Problem description >> Using the data below, return all lines in which "security" appears.
------------------------------------------------
PR #17860, opened 2020-03-18
libjpeg-turbo: Fix user-assisted execution of arbitrary code

leezu:
Reference https://www.openwall.com/lists/oss-security/2019/11/11/1


access2rohit:
Woah! That's a serious security risk you caught. BTW did you attempt to make a wheel after updating the dependency ?

leezu:
@access2rohit no, but it's tested by CI.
------------------------------------------------
Response below >>
Reference https://www.openwall.com/lists/oss-security/2019/11/11/1
Woah! That's a serious security risk you caught. BTW did you attempt to make a wheel after updating the dependency ?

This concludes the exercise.